I think I have decided that an adjustable folding grooming table would be best so that I can use it for both dogs and also so that I can move it around easily - I groom in my living room now, but would like to set it up for that and tear it down for company, etc. I am thinking a 42"x 24" would be a good size.

Looking around on the boards and elsewhere I have come up with the attached options, Hanvey, PetLift, Master Equipment, and Dercin.

http://hairvac.com/standardtable.htm

http://petlift.com/Folding-Grooming-Table-24-x-42-with-Adjustable-Legs.html

http://www.petedge.com/product/Groo...Grooming-Tables/pc/190/c/191/sc/192/46234.uts






I would love to hear any feedback about this type of table, these manufacturers, or stuff about these tables or sizes, etc. Thanks!


----------



## lavillerose (Feb 16, 2011)

I have the Master Equipment table from Pet Edge at the shop where I work, and I like it.
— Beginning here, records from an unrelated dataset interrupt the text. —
PR #1469, opened 2016-03-01
add example for Configured Bundles docs

mclarke47:
I'd like to add an example to the docs to show the structure of a simple configured bundle. I recently did some work creating a configured bundle and I think this would have helped.


arteam:
LGTM. Thanks for the your docs contribution!

PR #1480, opened 2016-03-16
Upgraded to Jetty 9.3.8.v20160314

arteam:
This is a bugfix release. The release notes are [here](https://github.com/eclipse/jetty.project/blob/jetty-9.3.x/VERSION.txt)


arteam:
Some tests are falling. It looks like that the update introduced some regression. Will try to invistigate that.

joschi:
Thanks!

PR #1551, opened 2016-05-20
Add CacheBuilderSpecSerializer

tburch:
If a configuration has a default value for a CacheBuilderSpec (e.g. `CacheBuilderSpec cacheBuilderSpec = CacheBuilderSpec.disableCaching();`) and the value is not overridden in the configuration file, we need to serialize the object before parsing the configuration so that it can be properly instantiated in the `Configuration` class.


joschi:
LGTM. Thanks! 👍

PR #1552, opened 2016-05-21
Add customizable constructors to JodaDateTimeMapper

### LINKED ISSUE #1548: dropwizard-jdbi: JodaDateTimeMapper needs index- and name-based constructors to map columns other than the 1st one
the JodaDateTimeMapper is derived from TypedMapper which has a default constructor that uses column 1 for its mapping.

Our use case needs to map more than 1 column via a JodaDateTimeMapper, which won't work with the current code.

I'd suggest the only things necessary are the following constructor signatures:
```
    public JodaDateTimeMapper() {
// to prevent breaking existing usages.
    }

    public JodaDateTimeMapper(int index) {
        super(index);
    }

    public JodaDateTimeMapper(String name) {
        super(name);
    }

```

joschi:
Closes #1548


nickbabcock:
Looks good. I'll merge this. Not sure how we want to mark this because it only affects < 1.0

PR #1554, opened 2016-05-23
Permit override of default failed command behavior

thomaslee:
The current behavior of configuration errors etc. in `Application.run(String...)` is to call `System.exit(1)`. This can play havoc with things like integration tests, such that a hard exit will terminate the testing process.

This change allows folks to override the default behavior to do something other than the `System.exit(1)` call.


joschi:
Thanks! LGTM. 👍

PR #1555, opened 2016-05-23
Update README.md

mabuthraa:
update jar name as defined in pom.xml:    <version>1.0.0-rc3-SNAPSHOT</version>, otherwise jar wont be found!


joschi:
Thanks!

For a cheaper table, it's sturdy and useable for large and small dogs, and it's fast to adjust, and reasonably light for moving around if needed.

My only complaint is that the adjusting mechanism (basically a pin that you push in up and down holes in the legs) can sometimes be sticky and hurts my thumbs. But that's fairly minor.


----------



## Ms Stella (Aug 16, 2010)

Sam's Club ? - Product
This is what I have. We bought RV tape and put it on it for non-slipping..it fold up and very sturdy.

http://www.poodleforum.com/9-poodle-grooming/10585-first-time-doing-full-groom-stella.html
here is a finished product


----------



## Pudel-Fan (Nov 1, 2011)

I am not familiar with any of these brands, but the one that looks the best to me it the Hanvey. I have a sett-rite table (may not be spelling the name right) and I understand they don't make them any more. But it has stood up over 10 years of use, and the feature I like the most is the table top. Somewhat like the Hanvey, sort of a pebble type finish that is easy to clean and stood up to water and grooming products and never chipped no matter what I dropped on it. Never scratched despite several major moves. If the price is only slightly higher than the others, I recommend going for the Hanvey. I have also heard people complain out the grooming arm damaging some of the cheaper plywood type table tops.

Size is a matter of personal preference, and I think I have the 42" X 24" but I might choose the 36" X 24" now if I was doing it over. I have 2 Stds and they have more than enough room on mine and I could easily get by with less and if you are going to be moving it often that would make it lighter and easier to store. Just a thought. Others might have more ideas about that.


----------



## fjm (Jun 4, 2010)

I bought mine in the UK, so it is probably a different model altogether, but I love it because it is high enough to make grooming a toy poodle a comfortable experience. I am not sure that the one I have is sturdy enough for a heavy dog - although it might be if the table legs were not fully extended. Ideally you need to handle the table - I was surprised at how rickety even expensive ones were when I saw them at a major dog event.


----------



## EmilyK (Mar 26, 2011)

I am really thinking about getting one of these as well. That first one does look really nice, but by the time you add that top arm - it's pretty pricey!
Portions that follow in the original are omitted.